= Swamp Baby =

Swamp Baby was a Canadian rock band from Toronto, Ontario, active in the 1990s. They are most noted for collaborating with Michael Turner and Peter J. Moore on the music for the film Hard Core Logo; their song "Who the Hell Do You Think You Are?" won the Genie Award for Best Original Song at the 17th Genie Awards in 1996.

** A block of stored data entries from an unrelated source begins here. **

PR #10471, opened 2017-12-25
Remove objects from ActiveDataHandler that are no longer available in used DataProvider

tomasblahut:
After calling _DataProvider#refreshAll()_, objects, that were previously kept as active by _DataCommunicator.ActiveDataHandler_ (hereafter refered to as "_ActiveDataHandler_"), but are no longer supplied by current _DataProvider_, are not dropped from _ActiveDataHandler_ and stay active. 

Consider a use case where _Grid_ is displaying data from a _ListDataProvider_ and some of its columns use _Components_ in order to render cells content. Then replacing contents of _ListDataProvider#backend_ collection (with objects, for which _DataProvider#getId(object)_ yields a different id than for those previous ones) and calling _DataProvider#refreshAll()_ afterwards results in increasing attached _Component_ count and client side rendering performance drop.

This change causes all active objects inside _ActiveDataHandler_ to be marked as dropped while _DataCommunicator_ is sending data to client with _reset_ field set to `true`. Existing logic for dropping active objects inside _ActiveDataHandler_ prevents objects, requested by client side after reset has occured, from being dropped, even if they are marked that way. Dropping "old no longer available" objects from _ActiveDataHandler_, enables _DataCommunicator_ to destroy them and detach any _Components_ created by e.g. _Grid.Column_ _ValueProviders_.

Bellow is a simple _UI_ describing a way in which this issue can be reproduced. Increasing _Component_ count (_Referenced paintables_ variable using debug window) can be observed with every press of a button.

```java

    private static final int GRID_ROW_COUNT = 20;
    
    private final List<GridRowPojo> gridRowObjects = new ArrayList<>();

    @Override
        refreshGridRowObjects();
        setContent(prepareLayout());
    }

    private void refreshGridRowObjects() {
        gridRowObjects.clear();

        for (int index = 0; index < GRID_ROW_COUNT; index++) {
            gridRowObjects.add(new GridRowPojo(UUID.randomUUID().toString()));
        }
    }

    private VerticalLayout prepareLayout() {
        Grid<GridRowPojo> grid = new Grid<>();
        grid.setSizeFull();
        grid.addColumn(source -> {
            TextField textField = new TextField();
            textField.setValue(source.getName());
            return textField;
        }, new ComponentRenderer());
        grid.setDataProvider(DataProvider.ofCollection(gridRowObjects));

        Button btnRefresh = new Button("Refresh [new objects]", event -> {
            refreshGridRowObjects();
            grid.getDataProvider().refreshAll();
        });

        HorizontalLayout layBtns = new HorizontalLayout(btnRefresh);

        VerticalLayout layout = new VerticalLayout(grid, layBtns);
        layout.setSizeFull();
        layout.setExpandRatio(grid, 1.0f);
        return layout;
    }

    }

    public static class GridRowPojo {

        private final String name;

        public GridRowPojo(String name) {
            this.name = name;
        }

        public String getName() {
            return name;
        }
    }
}
```

---
This change is [Reviewable](https://reviewable.io/reviews/vaadin/framework/10471)

### DIFF
--- a/server/src/main/java/com/vaadin/ui/Grid.java
+++ b/server/src/main/java/com/vaadin/ui/Grid.java
@@ -103,7 +103,9 @@ import com.vaadin.ui.components.grid.Editor;
 import com.vaadin.ui.components.grid.EditorImpl;
 import com.vaadin.ui.components.grid.Footer;
 import com.vaadin.ui.components.grid.FooterRow;
+import com.vaadin.ui.components.grid.GridMultiSelect;
 import com.vaadin.ui.components.grid.GridSelectionModel;
+import com.vaadin.ui.components.grid.GridSingleSelect;
 import com.vaadin.ui.components.grid.Header;
 import com.vaadin.ui.components.grid.Header.Row;
 import com.vaadin.ui.components.grid.HeaderCell;
@@ -3904,14 +3906,8 @@ public class Grid<T> extends AbstractListing<T> implements HasComponents,
      * @throws IllegalStateException
      *             if not using a single selection model
      */
-    public SingleSelect<T> asSingleSelect() {
-        GridSelectionModel<T> model = getSelectionModel();
-        if (!(model instanceof SingleSelectionModel)) {
-            throw new IllegalStateException(
-                    "Grid is not in single select mode, it needs to be explicitly set to such with setSelectionModel(SingleSelectionModel) before being able to use single selection features.");
-        }
-
-        return ((SingleSelectionModel<T>) model).asSingleSelect();
+    public GridSingleSelect<T> asSingleSelect() {
+        return new GridSingleSelect<>(this);
     }
 
     public Editor<T> getEditor() {
@@ -3928,13 +3924,8 @@ public class Grid<T> extends AbstractListing<T> implements HasComponents,
      * @throws IllegalStateException
      *             if not using a multiselection model
      */
-    public MultiSelect<T> asMultiSelect() {
-        GridSelectionModel<T> model = getSelectionModel();
-        if (!(model instanceof MultiSelectionModel)) {
-            throw new IllegalStateException(
-                    "Grid is not in multiselect mode, it needs to be explicitly set to such with setSelectionModel(MultiSelectionModel) before being able to use multiselection features.");
-        }
-        return ((MultiSelectionModel<T>) model).asMultiSelect();
+    public GridMultiSelect<T> asMultiSelect() {
+        return new GridMultiSelect<>(this);
     }
 
     /**
--- a/server/src/main/java/com/vaadin/ui/components/grid/GridMultiSelect.java
+++ b/server/src/main/java/com/vaadin/ui/components/grid/GridMultiSelect.java
@@ -1,0 +1,282 @@
+/*
+ * Copyright 2000-2018 Vaadin Ltd.
+ *
+ * Licensed under the Apache License, Version 2.0 (the "License"); you may not
+ * use this file except in compliance with the License. You may obtain a copy of
+ * the License at
+ *
+ * http://www.apache.org/licenses/LICENSE-2.0
+ *
+ * Unless required by applicable law or agreed to in writing, software
+ * distributed under the License is distributed on an "AS IS" BASIS, WITHOUT
+ * WARRANTIES OR CONDITIONS OF ANY KIND, either express or implied. See the
+ * License for the specific language governing permissions and limitations under
+ * the License.
+ */
+package com.vaadin.ui.components.grid;
+
+import java.util.Optional;
+import java.util.Set;
+
+import com.vaadin.event.selection.MultiSelectionListener;
+import com.vaadin.event.selection.SelectionListener;
+import com.vaadin.shared.Registration;
+import com.vaadin.ui.Grid;
+import com.vaadin.ui.MultiSelect;
+import com.vaadin.ui.components.grid.MultiSelectionModel.SelectAllCheckBoxVisibility;
+
+/**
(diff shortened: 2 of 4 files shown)


tsuoanttila:
Reviewed 2 of 2 files at r1.

---

*[server/src/main/java/com/vaadin/data/provider/DataCommunicator.java, line 149 at r1](https://reviewable.io:443/reviews/vaadin/framework/10471#-L1MnDcCSPmqu86ftTAn:-L1MnDcCSPmqu86ftTAo:b-52hbm) ([raw file](https://github.com/vaadin/framework/blob/24cfebbec642c6560b8adc9c1bb08b50c603f7fa/server/src/main/java/com/vaadin/data/provider/DataCommunicator.java#L149)):*
> ```Java
>             activeData.forEach(this::dropActiveData);
>         }
>         
> ```

extra whitespace 

---

*[server/src/main/java/com/vaadin/data/provider/DataCommunicator.java, line 171 at r1](https://reviewable.io:443/reviews/vaadin/framework/10471#-L1MmNhh3kao2PP4TNe_:-L1MmNhidmr0dk9v-goI:b-ufhh7r) ([raw file](https://github.com/vaadin/framework/blob/24cfebbec642c6560b8adc9c1bb08b50c603f7fa/server/src/main/java/com/vaadin/data/provider/DataCommunicator.java#L171)):*
> ```Java
>          *         {@code false} if not
>          */
>         public boolean isDropped(T dataObject) {
> ```

Where is this method called? Why does it exist? If it's here only for testing purposes, please don't make it public. Calling this method with an object that does not exist will create a new key in the keymapper that will not be removed by the bookkeeping logic in the DataCommunicator. This is practically a method to make a memory leak and should not be needed by an application developer.

Missing a `null` check. Would prefer to add at least `getKeyMapper().has(dataObject)` check before calling the `key` method.

---

*[server/src/main/java/com/vaadin/data/provider/DataCommunicator.java, line 174 at r1](https://reviewable.io:443/reviews/vaadin/framework/10471#-L1MnRXpepMBHDdMlIpN:-L1MnRXpepMBHDdMlIpO:b-g1kqjy) ([raw file](https://github.com/vaadin/framework/blob/24cfebbec642c6560b8adc9c1bb08b50c603f7fa/server/src/main/java/com/vaadin/data/provider/DataCommunicator.java#L174)):*
> ```Java
>             return droppedData.contains(getKeyMapper().key(dataObject));
>         }
>         
> ```

extra whitespace

---

*[server/src/main/java/com/vaadin/data/provider/DataCommunicator.java, line 351 at r1](https://reviewable.io:443/reviews/vaadin/framework/10471#-L1MncrtKpiEAHWa4fad:-L1MncrtKpiEAHWa4fae:b-g1kqjy) ([raw file](https://github.com/vaadin/framework/blob/24cfebbec642c6560b8adc9c1bb08b50c603f7fa/server/src/main/java/com/vaadin/data/provider/DataCommunicator.java#L351)):*
> ```Java
>                 handler.dropAllActiveData();
>             }
>             
> ```

extra whitespace

---

*[server/src/test/java/com/vaadin/data/provider/DataCommunicatorTest.java, line 260 at r1](https://reviewable.io:443/reviews/vaadin/framework/10471#-L1MnUXv2yYtw8ALI2fj:-L1MnUXv2yYtw8ALI2fk:b-g1kqjy) ([raw file](https://github.com/vaadin/framework/blob/24cfebbec642c6560b8adc9c1bb08b50c603f7fa/server/src/test/java/com/vaadin/data/provider/DataCommunicatorTest.java#L260)):*
> ```Java
>                 handler.getActiveData().containsKey(TEST_OBJECT_TWO));
>     }
>     
> ```

extra whitespace

---


*Comments from [Reviewable](https://reviewable.io:443/reviews/vaadin/framework/10471)*

tomasblahut:
*[server/src/main/java/com/vaadin/data/provider/DataCommunicator.java, line 171 at r1](https://reviewable.io:443/reviews/vaadin/framework/10471#-L1MmNhh3kao2PP4TNe_:-L1NDLMwqn_ZSUvs4Z-O:b-yu6ufh) ([raw file](https://github.com/vaadin/framework/blob/24cfebbec642c6560b8adc9c1bb08b50c603f7fa/server/src/main/java/com/vaadin/data/provider/DataCommunicator.java#L171)):*

Where is this method called? Why does it exist? If it's here only for testing purposes, please don't make it public. Calling this method with an object that does not exist will create a new key in the keymapper that will not be removed by the bookkeeping logic in the DataCommunicator. This is practically a method to make a memory leak and should not be needed by an application developer.

Missing a `null` check. Would prefer to add at least `getKeyMapper().has(dataObject)` check before calling the `key` method.
</blockquote></details>

This method was used only for testing purposes. Thank you for pointing out the issues with it. I've replaced it for <code>getDroppedData()</code>, which should resolve all of them.

---


*Comments from [Reviewable](https://reviewable.io:443/reviews/vaadin/framework/10471)*

tsuoanttila:
I'll need to take another go-through of this change a bit later, but starts to look ok for me. Could you sign the CLA so we can merge it if no further issues rise up?

---

---



*Comments from [Reviewable](https://reviewable.io:443/reviews/vaadin/framework/10471#-:-L44dg7CtCPNIapG_Bk8:b-4bu9zg)*

tomasblahut:
I have signed the CLA.

---







*Comments from [Reviewable](https://reviewable.io:443/reviews/vaadin/framework/10471#-:-L47RbCx5q_AeJL_AhV4:bn5ifpp)*

elmot:
oops... the PR was closed automatically as a result of rebasing

elmot:
Closed in favor of #11167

The original band members who played on the first album Swamp Baby (1990), were vocalist Steve Cowal, guitarists Randall Bergs and Ërno Vlasics, bassist Rick Sentence and drummer Jim Mattachione. Ërno Vlasics left the band shortly after the first album was recorded and was replaced by guitar player Mark Bosa. The new line up recorded their second album Rock Heavy Ripple (1995). Both albums were recorded under the independent label First Stone Productions; Moore was the producer of both albums.

Although the band's own music followed a classic rock style that typically saw them compared to Dr. Hook & the Medicine Show, The Black Crowes and The Doors, several of the band's members had prior experience in punk rock bands, leading Moore to ask them to help compose and produce the music for the film. The new line up of Cowal, Bergs, Bosa, Sentence and Mattachione played all of the film's songs, although lead actor Hugh Dillon performed lead vocals in lieu of Cowal.

The band did not record or release any further material after the Hard Core Logo soundtrack.